Normally, you can just run try with a command or path to a script, then it will run the command in a sandbox, and show you the changes and prompts you whether to commit it or not.
You can also use -D to tell it to just run the command in a sandbox, and you can use the summary and commit subcommands later. There’s also the explore subcommand, this will pop you into a shell in a sandbox.
Here, try will create three directories, an upperdir, a workdir, and a temproot. Then for each mountpoint, we will create the directories within the three that we just made. We then get all the top level directories, and all the mountpoints in the system, and perform deduplication.

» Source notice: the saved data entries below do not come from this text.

PR #981, opened 2023-09-21
EL-1161: Certificated Flow - Domestic Abuse & Upper tribunal questions 

MazOneTwoOne:
[Jira ticket](https://dsdmoj.atlassian.net/browse/EL-1161)

## What changed and why

Simplify the content for the start of the certificated journey. Adding new page on domestic abuse & new page for immigration and asylum upper tribunal cases. 

## Guidance to review

- Was going to conditional reveal content on the "which-matter-type" screen, based on 'level of help',   but wouldn't be able to change url. 
- Opted for 2 news screens and to adjust the flow at the start of the certificated journey. 

## Checklist


app/lib/steps/logic.rb
```diff
@@ -12,10 +12,14 @@ def upper_tribunal?(session_data)
         if controlled?(session_data)
           session_data["immigration_or_asylum"]
         else
-          session_data["matter_type"].in?(%w[immigration asylum])
+          session_data["immigration_or_asylum_type_upper_tribunal"].in?(%w[immigration_upper asylum_upper]) && !domestic_abuse_applicant?(session_data)
         end
       end
 
+      def domestic_abuse_applicant?(session_data)
+        session_data["domestic_abuse_applicant"]
```
patrick-laa, line 20: If we're being extra thorough, this should really have a `!controlled?(session_data)` as well - just in case someone changes their answers after saying yes to this question

app/services/journey_logger_service.rb
```diff
@@ -29,13 +29,15 @@ def build_attributes(calculation_result, check)
...
         asylum_support: check.asylum_support || false,
-        matter_type: matter_type(check),
+        matter_type: proceeding_type(check),
       }
     end
 
-    def matter_type(check)
-      if !check.controlled?
-        check.matter_type
+    def proceeding_type(check)
```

Here, we have the flag mount so we can mount and unmount overlayfs without affecting the rest of the system. We also have map-root-user so that we are allowed to mount. We also create a new PID namespace, and fork is necessary if we do PID.
Here, we will define the function and make an overlay, we’re also enabling extended user attributes so we see less errors in dmesg. We also mapped out the devices that we want to mount, we don’t want to mount all our devices in case some script starts writing zeros to your drives.
Now, we will create the overlayfs mount for each of the top level directories, as well as the mountpoints that were already in the system. Sometimes, which is often in the case of nested mounts, we will need to use a UNION_HELPER such as mergerfs and unionfs to flatten nested mounts out.
Lastly, after we have mounted everything in it’s overlayfs, we will pop into our second unshare, this case we will be entering our entirely overlayfs backed system.
And here, we will mount the prof filesystem, and run the script or command that we called try with.
gif courtesy of Georgios.
Future plans
- We plan on allowing the user to specify the namespace that they want to be isolated (such as networking)
- Finalize support for UID/GID mapping (currently being worked on the [future branch])
- Speed up summary process
- And more, and we’re tracking them on our issues page.